Work by Wilfred Kalf
www.wilfredkalf.nl
Nose for it?
Most people follow their noses without question. Is your nose actually your instinct that is protruding from your face? Is it trying to escape you? When suffering a cold you might wish it did just clear off. Sometimes a nose sticks itself into someone else’s business, but strangely the owner of the nose is the one who has to face the consequences. Your nose informs. It alerts you to danger and food. You use it as a reference. Yet it also has other skills and not everyone’s nose is the same in this respect. Well, you hear people say someone has a nose for a particular thing. It is never actually something you can smell or is it? He has a nose for a good deal, she has a nose for a bargain, they have a nose for finding treasures.

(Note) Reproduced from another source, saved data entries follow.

PR #3133, opened 2019-05-14
[Core] Add basic dispel tracker

### LINKED ISSUE #3064: Add a statistic: dispelled debuffs
A list of all debuffs the player dispelled with their dispell.

The `dispell` event has an `extraAbility` showing what was dispelled, so it's part of the data we receive.

avilene:
Resolves #3064 

image

> Yes, dispel is with one l, dispells is with 2. #dictionary

Used this log for testing: https://www.warcraftlogs.com/reports/YTmBqXd694N3gDJF


MartijnHols (approved):
thanks

PR #3141, opened 2019-05-17
Added Void Stone

Zeboot:
**REQUIRES https://github.com/WoWAnalyzer/WoWAnalyzer/pull/3139 TO BE MERGED FIRST**

Adds the trinket "Void Stone" from crucible of storms to the item analysis page

Example log: https://www.warcraftlogs.com/reports/vZQfwra1xVK76M4L/#fight=13&source=6

Box:
image

Tooltip:
image


Zeboot:
I actually have a question about the display this item in particular: Ideally, I would like to display the absorbs per usage not in the tooltip, but in a dropdown, similar to how it's done on the Navigation enchants or for example Thermal Void:
image
Looking at the code for these, however, they're using statistics boxes that have been marked as deprecated. Is there any other way to do this already implemented or should I just either use the deprecated box or edit the existing Statistic/create a new class to allow dropdowns? (or just leave it as is if you'd rather have the tooltip)

Zeboot:
I've adjusted the box by adding a dropdown functionality identical to the one used in StatisticBox to Statistic via the dropdown prop, as StatisticBox is marked as deprecated and Statistic didn't contain this functionality yet.
New look:
image
image
image

PR #3142, opened 2019-05-19
Dev/avenging crusader

5chmidt:
image
Created a statistic box for Avenging Crusader which will track the combined healing because hit and crits have separate ids.  The statistic box will also track how much healing is transferred to beacon target(s).   Judgment and Crusader hits while Avenging Crusader is active will add them to the tally of healing spells.


src/parser/paladin/holy/modules/AlwaysBeCasting.js
```diff
@@ -8,23 +8,28 @@ class AlwaysBeCasting extends CoreAlwaysBeCastingHealing {
...
     SPELLS.HOLY_LIGHT.id,
     SPELLS.HOLY_SHOCK_CAST.id,
-    // ABILITIES.JUDGMENT_CAST.id, // Only with either JoL
     SPELLS.LIGHT_OF_DAWN_CAST.id,
     SPELLS.LIGHT_OF_THE_MARTYR.id,
     SPELLS.BESTOW_FAITH_TALENT.id,
     SPELLS.HOLY_PRISM_TALENT.id,
     SPELLS.LIGHTS_HAMMER_TALENT.id,
-    // ABILITIES.CRUSADER_STRIKE.id, // Only with Crusader's Might, is added in constructor if applicable
+    SPELLS.LAY_ON_HANDS.id,
```
MartijnHols: LoH is off the GCD actually; https://www.wowhead.com/spell=633/lay-on-hands

src/parser/paladin/holy/modules/talents/AvengingCrusader.js
```diff
@@ -0,0 +1,90 @@
...
+          <>
+            <ItemHealingDone amount={this.totalHealing} /><br />
+            {formatPercentage(this.critRate)}% Crit Rate
+          </>
+        )}
+        tooltip={(
+          <>
+            Hits: <b>{this.hits}</b> Crits: <b>{this.crits}</b><br />
+            Overhealed: <b>{formatPercentage(this.overHealing / (this.healing + this.overHealing))}%</b><br />
+            Beacon healing transfered: <b>{formatNumber(this.healingTransfered)}</b><br />
```
MartijnHols: How about showing beacon healing overhealing as well? (not sure if possible)

5chmidt: @MartijnHols, that would be possible, but I didn't know if it would be helpful.  
If the beacon target(s) are being over-healed, the corrective action would be to keep moving your beacon as people get topped off.  I'm not sure how many people would actually do that.

MartijnHols: I wasn't really thinking about how people would be using it, just that it's interesting info they can use for various reasons. Using your case as an example, maybe seeing it would also help to relatavize the throughput because the fight is less tank damage heavy.

PR #3150, opened 2019-05-23
[Outlaw] Fixing a bug with the low value RTB suggestion

Coywolf:
Previous way was counting all casts made instead of rerolling, when it should have been counting how many of the rolls were delayed. The fix is to mark the cast objects with a flag that can be counted, instead of a separate counter variable.


TsaboTavok:
Looks reasonable to me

Where have all the noses gone?
Of course, noses are very useful for perching spectacles on, but eye-ware has been designed to take advantage of our protuberances. If you take a tumble, you use your hands to break your fall and save your nose. Smart move. A statue cannot do this. Which might explain why so many ancient statues have lost parts, if not all, of their noses. And let’s be honest, a piece of broken off nose is going to look a lot like a little piece of rock. If you stumbled across a 4000 year old weathered piece of nose, would you recognise it?
Points of reference
Things lend their identity and usefulness from the context in which they are placed or found. In other words, you know what you are looking at if you find it in a place you were expecting to find it. It is much more difficult to know what you are looking at without our usual points of reference. And so it is with brands, they provide us with a fast track, easy point of reference, saving us the effort of really looking closely, of thinking for ourselves. And if by chance you see a pebble lying near an ancient statue, trust your nose, you could have more in common than you think.